Thursday, August 15, 2013

Brain-Eating Amoeba Not Found In Drinking Water?

Health Department Releases Additional Information On Deadly Disease

LABELLE, FL. -- The Florida Department of Health in Hendry and Glades Counties today made additional comments about Naegleria fowleri, commonly called "brain-eating amoeba".

The latest victim of the disease is 12-year old Zachary Reyna, a LaBelle Middle School student. He lives with his parents, Jessie Reyna Jr. and Betsy Villareal on four acres in the Port LaBelle Ranchettes section of Glades County, Florida where it is believed he most likely was infected when water entered his nose as he played in a drainage ditch near his home.

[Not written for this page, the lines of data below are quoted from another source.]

PR #1958, opened 2022-06-01
azurerm_app_service_plan is deprecated and we should use azurerm_service_plan

### LINKED ISSUE #1815: Upgrade azurerm_app_service_plan

ross-p-smith:
Fixes #1815 

## What is being addressed

azurerm_app_service_plan is deprecated and we should use azurerm_service_plan

## How is this addressed

- This updates the core resource
- We will upgrade each workspace service in separate PR, so as we can test them individually and add e2e test
- Each resource needs to be AzureRM 3.5


eladiw (approved):
lgtm. what happens if there are no resources to migrate? will the migrate script skip?

ross-p-smith:
> lgtm. what happens if there are no resources to migrate? will the migrate script skip?

Ideally, if there are no resources to migrate, it will just skip. However that's where the bug is at the moment (if there is NO state file, it breaks) :-(

PR #1969, opened 2022-06-02
Cleanup bundle dockerfiles

### LINKED ISSUE #1962: Standardize Porter's docker file templates
## Description

As a TRE Developer I want to have all bundles be as consistent and small as possible

## Acceptance criteria

- [ ] Bundles use the same base image where possible
- [ ] Bundles install az cli in the same way
- [ ] Bundles have apt-get cleanup procedure
- [ ] Bundles don't install things they don't need

tamirkamara:
Fixes #1962 

## What is being addressed

Our bundle docker files were inconsistent and included things we didn't need to deploy a application.
The changes below reduce the installer size from 10MB to a few 100s MB. 

## How is this addressed

- Base image standardized to debian:stretch-slim where possible
- Remove components like jq or az-cli we didn't use in the image
- Include an apt-get cleanup step
- Delete the template dockerfile where there's nothing special needed for an image
- Reformat some porter.yaml (line breaks)
- Include a type for the arm_use_msi parameter to remove a warning from porter
- Include --no-install-recommends on apt-get install commands
- Pin versions installed by apt-get
- Remove Porter's az mixin if not in use


templates/shared_services/certs/Dockerfile.tmpl
```diff
@@ -1,22 +1,25 @@
...
 
 ARG BUNDLE_DIR
 
-RUN apt-get update \
-    && apt-get install -y ca-certificates \
-    && apt-get clean -y && rm -rf /var/lib/apt/lists/*
+SHELL ["/bin/bash", "-o", "pipefail", "-c"]
 
 # Install Azure CLI
+# It's useless to specify azcli version since the mixin installs the latest anyway
```
ross-p-smith, line 8: You don't specify the Az CLI version in this dockerfile, but you do in nexus. What is the difference between the porter mixin

ross-p-smith (approved):

ross-p-smith:
I'm assuming you are not going to test the InnerEye stuff?

templates/shared_services/certs/Dockerfile.tmpl
tamirkamara: If the az mixin is installed then it uses the latest version anyway which overrides anything I will specify here. Nexus doesn't install the mixin which makes it possible to put in a version there, but not here...

There's a PR in progress on the mixin to support versions which will enable us to fix this as well.

tamirkamara:
> I'm assuming you are not going to test the InnerEye stuff?

@ross-p-smith Right. The change there is minimal and only removes a warning Porter outputs...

Zachary Reyna is getting treatment with an experimental drug from Germany at the Children's Hospital in Miami, after receiving permission from the CDC for use of the drug.

Fund raising efforts, including two morning prayer meetings, t-shirt sales, and a bank account for donations have raised several thousands of dollars for the family. A dinner benefit is scheduled at Barron Park in LaBelle on Saturday.

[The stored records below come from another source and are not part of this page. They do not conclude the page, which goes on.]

Issue #1830, opened 2022-05-12
Enable purge protection


tanya-borisova:
TRE customers are usually expected to enable keyvault purge protection. 

However, in the repo we have a flag `keyvault_purge_protection_enabled`, which has been useful in development scenarios, as we were often recreating resources in Azure. 

Now, in the azurerm Terraform provider configuration,one can now set the following:

```

provider "azurerm" {
  features {
    key_vault {
      # Don't purge secrets on destroy (this would fail due to purge protection being enabled on keyvault)
      purge_soft_deleted_secrets_on_destroy = false
      # When recreating a shared service, recover any previously soft deleted secrets
      recover_soft_deleted_secrets = true
    }
  }
}
```

(See also PR https://github.com/microsoft/AzureTRE/pull/1777)

With this, there should not be a problem having purge protection on, because Terraform should not purge secrets on deletion, and should restore previously soft deleted secrets.  So we should have purge protection on. 

Purge protection is already enabled in https://github.com/microsoft/AzureTRE/pull/1797 for workspace keyvault, in this ticket enable it for the keyvault in core as well. 

- [x] #1925

tanya-borisova:
The blocker on this work is that TLS certificate cannot be recovered after being deleted. The crux of the problem is described in this bug report for azurerm: https://github.com/hashicorp/terraform-provider-azurerm/issues/17168  

There might be a workaround possible if we don't import a temporary certificate and instead let Azure create one for us from parameters. I will do a small timeboxed investigation into this.

PR #1973, opened 2022-06-06
Enable purge protection

tanya-borisova:
# PR for issue https://github.com/microsoft/AzureTRE/issues/1830

## What is being addressed

Enable purge protection for all keyvaults used (see the issue linked). 

## How is this addressed

- Enable purge protection for all keyvaults
- Set `azurerm` to not purge soft deleted objects on destroy (all of them) 
- Set `azurerm` to recover soft deleted secrets (which is set to true by default)
- Remove all references to `TF_VAR_keyvault_purge_protection_enabled`


ross-p-smith:
I think you should add the azurerm purge settings into the features block in the /workspaces/AzureTRE/templates/workspace_services/guacamole/user_resources folders. Basically any module that creates a azurerm_key_vault_secret will need to have your settings

tanya-borisova:
I might have missed it, thanks @ross-p-smith 
I'm currently debugging the core anyways...

tanya-borisova:
I've been testing creation, deletion then creation of the TRE (as this is where most errors around purge protection usually manifest themselves). 
Keyvault has keys, secrets and certificates. Keys and secrets get deleted and then re-created as expected, however the letsencrypt certificate doesn't seem to work. When creating, deleting and then creating core of TRE, I'm getting the following error:

image

Even though I state to recover soft deleted certificates [here](https://github.com/microsoft/AzureTRE/pull/1973/files#diff-6b9abdd4e97e9b0e65bc5fbb28b4fdecb6fa5ea8fdfdd296beb5645adc235424), same as for keys and secrets. 

This looks like a bug although I haven't been able to make a smaller reproducible example. The way forward is unclear. I've spent time trying to import the letsencrypt cert into the state instead of creating it, but long story short that didn't work either, as for importing one needs a version of the cert (I can further elaborate on that if anybody is curious). The cert seems to be necessary in terraform, as without it it doesn't seem possible to create AppGateway that is using HTTPS... 
Seems like a dead end :(

tanya-borisova:
I'm going to close this as there _seems_ to be a bug in azurerm implementation of the recover_soft_deleted_secrets flag implementation. I filed the bug here: https://github.com/hashicorp/terraform-provider-azurerm/issues/17168

tanya-borisova:
I've tested locally destroying then recreating core -- everything seems to work

devops/scripts/destroy_env_no_terraform.sh
```diff
@@ -9,7 +9,7 @@
 
 set -o errexit
 set -o pipefail
-# set -o xtrace
+set -o xtrace
```
ross-p-smith, line 12: comment this back out?

templates/core/terraform/appgateway/certificate.tf
```diff
@@ -16,25 +16,43 @@ resource "azurerm_key_vault_certificate" "tlscert" {
...
+        "keyAgreement",
+        "keyCertSign",
+        "keyEncipherment",
+      ]
+
+      subject_alternative_names {
+        dns_names = ["internal.contoso.com", "domain.hello.world"]
+      }
+
+      subject            = "CN=hello-world"
```
marrobi, line 53: can the subject match the TRE FQDN?

templates/core/terraform/appgateway/certificate.tf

Mr. Reyna and Betsy Villareal own J.R. Harvesting, Inc. and Mr. Reyna is an officer in Caloosa Cats, Inc. and Hooked Deals & Apparel, Inc. Between the two, they also own four homes in the LaBelle area.

Initial symptoms of PAM usually start within 1 to 7 days after infection. The initial symptoms may include headache, fever, nausea, or vomiting. Other symptoms can include stiff neck, confusion, loss of balance, seizures, and hallucinations. After the start of symptoms, the disease progresses rapidly.

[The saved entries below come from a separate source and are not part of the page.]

PR #1975, opened 2022-06-06
Create Application Administrator

ross-p-smith:
# PR for issue 1716

## What is being addressed

Amend the `make auth` process to create a Service Principal with Application.ReadWrite.All

## How is this addressed

- Create new bash script to create the service principal.
- Chosen not to make the existing script anymore complicated than it needs to be
- Removed any Application.ReadWrite.All logic from the API App


ross-p-smith:
/test-force-approve

There are no tests for this area. You would need to run `make auth` with AUTO_WORKSPACE_APP_REGISTRATION set to true in your env file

The longest survival time for any victim has been 12 days, with most dying within a few days to a week. Reyna is now believed to be in the 12th day with the usually fatal brain infection

Naegleria fowleri is a microscopic amoeba which is a single-celled living organism. It can cause a rare and devastating infection of the brain called primary amebic meningoencephalitis (PAM). Infections are rare, but can happen when contaminated water enters the body through the nose. 

Once the amoeba enters the nose, it travels to the brain where it causes PAM (which destroys brain tissue). Infections usually occur when it is hot for prolonged periods of time, which results in higher water temperatures and lower water levels. The peak season for this amoeba is July, August and September.

The exact water source of exposure cannot be exactly identified because the amoeba occurs naturally in warm freshwater sources such as rivers, lakes, ponds, canals, and ditches. Because the amoeba is found in most freshwater sources, and because of the inconsistency in test results, the CDC does not recommend specific testing of freshwater sources. 

For informational research, the CDC does collect information such as water temperatures, water depths, water clarity and air temperatures in the surrounding areas of where a case has been confirmed. The low number of infections makes it difficult to know why a few people have been infected compared to the millions of other people that used the same or similar waters across the U.S.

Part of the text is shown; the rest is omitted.